Ensuite, la position du parquet. Le parquet porte l’accusation. Il n’est donc pas neutre, il veut un procès. Or de 2023 à 2026, il juge ces éléments insuffisants. Pour lui, « rien ne caractérise un mobile raciste » 2. En juin 2026, il demande le renvoi de onze accusés aux assises. Sans mobile racial. Et sans bande organisée 4.

Enfin, les juges d’instruction. Le 20 juillet 2026, ils ajoutent la circonstance aggravante de racisme 3. Contre l’avis du parquet. Sur la base d’une dizaine de témoignages, les mêmes que depuis 2023 3.

Voilà l’état exact du dossier. Une circonstance retenue à l’instruction n’est pas un jugement. Elle peut encore être confirmée ou écartée avant le procès. Rien n’a été tranché sur le fond.

Une phrase résume tout le récit : « on est là pour planter des Blancs ». Elle est bien au dossier. Mais il faut savoir ce qu’elle est. C’est un propos rapporté par des témoins. L’agence de presse l’attribue à « une source proche du dossier » 3. Aucun aveu, aucune preuve matérielle ne l’a confirmée 3. Fin 2023, l’hypothèse qui se dessinait chez les enquêteurs n’était d’ailleurs pas celle d’un raid préparé. C’était celle d’une provocation dans la salle des fêtes qui tourne mal 1,10. Cette piste-là non plus n’a pas été tranchée.

D’où vient le récit

Le récit du meurtre raciste, lui, n’a pas attendu la justice. Il s’installe tout de suite.

Dès le 21 novembre 2023, des responsables de droite et d’extrême droite parlent de « guerre de civilisation » et de « barbares ». Éric Zemmour parle de « francocide ». Éric Ciotti, chez Les Républicains, dénonce « une tuerie commise par des racailles » 5. Au même moment, l’identité des agresseurs est encore inconnue 5.

Quelques heures après le meurtre, des photos de suspects circulent en ligne, avec des messages de haine 8. Sur Telegram, un appel à « une descente dans leur quartier » est lancé dès le 21 novembre 6. Le 25 novembre, près de quatre-vingts militants d’ultradroite venus de tout le pays foncent sur un quartier de Romans-sur-Isère 7. Pas pour un hommage. Pour une expédition punitive, armés de battes et de barres de fer 7. Cinq policiers sont blessés. Un jeune du quartier manque d’être lynché 7.

Ce volet-là a été jugé. Des auteurs du fichage en ligne et des appels à la haine ont été condamnés 8. C’est une affaire distincte de la rixe de Crépol. Les deux ne se confondent pas.

Une étape d’instruction présentée comme « une vérité »

Le 20 juillet 2026, dès l’annonce de la circonstance aggravante, des responsables politiques la présentent comme un fait tranché. Un dirigeant de droite salue « une vérité » que la justice viendrait de rappeler 3. Mais une circonstance retenue à l’instruction n’est pas une vérité jugée. Le procès n’a pas eu lieu.

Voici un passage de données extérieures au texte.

PR #2974, opened 2026-08-01
fix: include complete API artifacts in CLI package

### LINKED ISSUE #2945: bug(api): 500 Internal Server Error across API endpoints due to missing Webpack chunks in v0.5.45
### Description
In `9router@0.5.45`, requests to API endpoints such as `/v1/chat/completions` for any AI provider return `HTTP 500 Internal Server Error`.

### Root Cause Analysis
1. **Missing Webpack Chunk Dependencies**: In `.next-cli-build`, route entry points like `server/app/api/v1/chat/completions/route.js` call `b.X(0, [<chunk_ids>])` to load dependent modules. The array omits required provider chunks (`8499` translator core, `3535` provider configs, `6832` OAuth registry, `1882` Grok/Kiro resolvers, `3610` provider definitions).
2. **Route-Isolated `machine-id` Module**: Module `19713` (`node-machine-id`) was compiled only into specific route files (such as `api/keys/route.js`) instead of a shared server chunk. When required by provider handlers in other routes, Webpack fails to resolve module `19713`, throwing:
   `TypeError: Cannot read properties of undefined (reading 'call')`

### Proposed Fix
1. Extract module `19713` into `server/chunks/19713.js`.
2. In `server/webpack-runtime.js`, dynamically register all chunk files in `server/chunks/` during initialization to guarantee all provider modules are available across all routes:
   ```javascript
   try {
     var fs = require('fs'), path = require('path');
     var cDir = path.join(__dirname, 'chunks');
     if (fs.existsSync(cDir)) {
       fs.readdirSync(cDir).forEach(function(f) {
         if (f.endsWith('.js')) try { h(require('./chunks/' + f)); } catch(e) {}
       });
     }
   } catch(e) {}
   ```
3. Update chunk dependency arrays `b.X(0, [...])` in API route entrypoints to include missing chunk IDs.

mvanhorn:
The published `9router@0.5.45` CLI contains an incomplete `.next-cli-build/server` tree: provider chunks needed by API routes are absent, and the compiled `/api/v1/messages` route is missing entirely. As a result, OpenAI-compatible and Anthropic-compatible requests can reach the packaged server but fail with `500` errors when Webpack cannot resolve a chunk or route module. The source routes already exist, so the defect is in `cli/scripts/build-cli.js`, where the CLI package is assembled from the pruned standalone output while only static and vendor assets are supplemented from the complete Next build. There are no prior or competing PRs in the supplied issue evidence.

## Summary

Extend the existing CLI build packaging stage to merge the complete generated server artifact tree from `.next-cli-build/server` into the package's matching `.next-cli-build/server` destination after the standalone copy, preserving Next's generated route layout and chunk relationships. Keep this logic in the production build path and make the filesystem operation testable with temporary fixture directories; do not patch generated route files, enumerate transient numeric chunk IDs, or eagerly load every chunk from `webpack-runtime.js`. Add a post-copy integrity check for the API route artifacts that the shipped CLI promises, including both chat completions and messages, so a future incomplete package fails during `pack:cli` rather than at runtime.

## Tests

- Given a standalone fixture missing the messages route and provider chunks while the complete build fixture contains them, packaging copies the full server tree so both `/api/v1/chat/completions` and `/api/v1/messages` compiled routes and their referenced chunks are present at the destination.
- Given complete standalone output, merging the server tree is idempotent and preserves existing generated files instead of deleting or relocating them.
- Given build output with a required API route artifact still absent, the integrity check fails with a path-specific error rather than producing a publishable but broken CLI package.
- Given the legacy and Next 16 nested standalone layouts already handled by the script, server artifacts land under the same `.next-cli-build/server` path used by the packaged server in either layout.

Fixes #2945

### DIFF
--- a/cli/scripts/build-cli.js
+++ b/cli/scripts/build-cli.js
@@ -81,201 +81,268 @@ function copyRecursive(src, dest) {
   }
 }
 
-console.log("📦 Building 9Router CLI package with Next.js...\n");
+function resolveStandaloneBuild(appDir, buildDistDir) {
+  const legacyStandaloneRoot = path.join(appDir, ".next", "standalone");
+  const resolvedStandaloneRoot = path.join(buildDistDir, "standalone");
+  let standaloneRoot = fs.existsSync(resolvedStandaloneRoot)
+    ? resolvedStandaloneRoot
+    : legacyStandaloneRoot;
 
-fs.mkdirSync(buildHomeDir, { recursive: true });
-fs.mkdirSync(path.join(buildHomeDir, "AppData", "Roaming"), { recursive: true });
-fs.mkdirSync(path.join(buildHomeDir, "AppData", "Local"), { recursive: true });
-
-// Step 0: Sync version from app/cli/package.json to app/package.json
-console.log("0️⃣  Syncing version to app/package.json...");
-const cliPkg = JSON.parse(fs.readFileSync(path.join(cliDir, "package.json"), "utf8"));
-const appPkgPath = path.join(appDir, "package.json");
-const appPkg = JSON.parse(fs.readFileSync(appPkgPath, "utf8"));
-if (appPkg.version !== cliPkg.version) {
-  appPkg.version = cliPkg.version;
-  fs.writeFileSync(appPkgPath, JSON.stringify(appPkg, null, 2) + "\n");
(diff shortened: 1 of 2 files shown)


decolua:
Thanks @mvanhorn for the contribution! Reviewed and merged into master. 🙏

La chaîne CNews a, elle aussi, soutenu cette thèse de façon répétée. En février 2026, le régulateur de l’audiovisuel l’a mise en demeure 9. Le motif tient en une phrase. Dans quinze émissions, ses intervenants ont affirmé « de manière péremptoire » qu’il s’agissait d’un meurtre raciste, alors que la procédure était « toujours en cours » 9. Une mise en demeure est un avertissement, pas une condamnation 9.

Ce qui reste

Le visage de Thomas, seize ans, souriant, a été collé sur des affiches couvertes de slogans racistes 1. Sa famille n’avait rien demandé de tel 1. Un enfant mort a servi de drapeau à des gens qu’il n’avait pas choisis.

Trois ans après la nuit du bal, l’auteur du coup mortel n’est toujours pas identifié. Les magistrats restent divisés sur le mobile. Le procès n’a pas commencé. Le récit, lui, était écrit dès le premier week-end.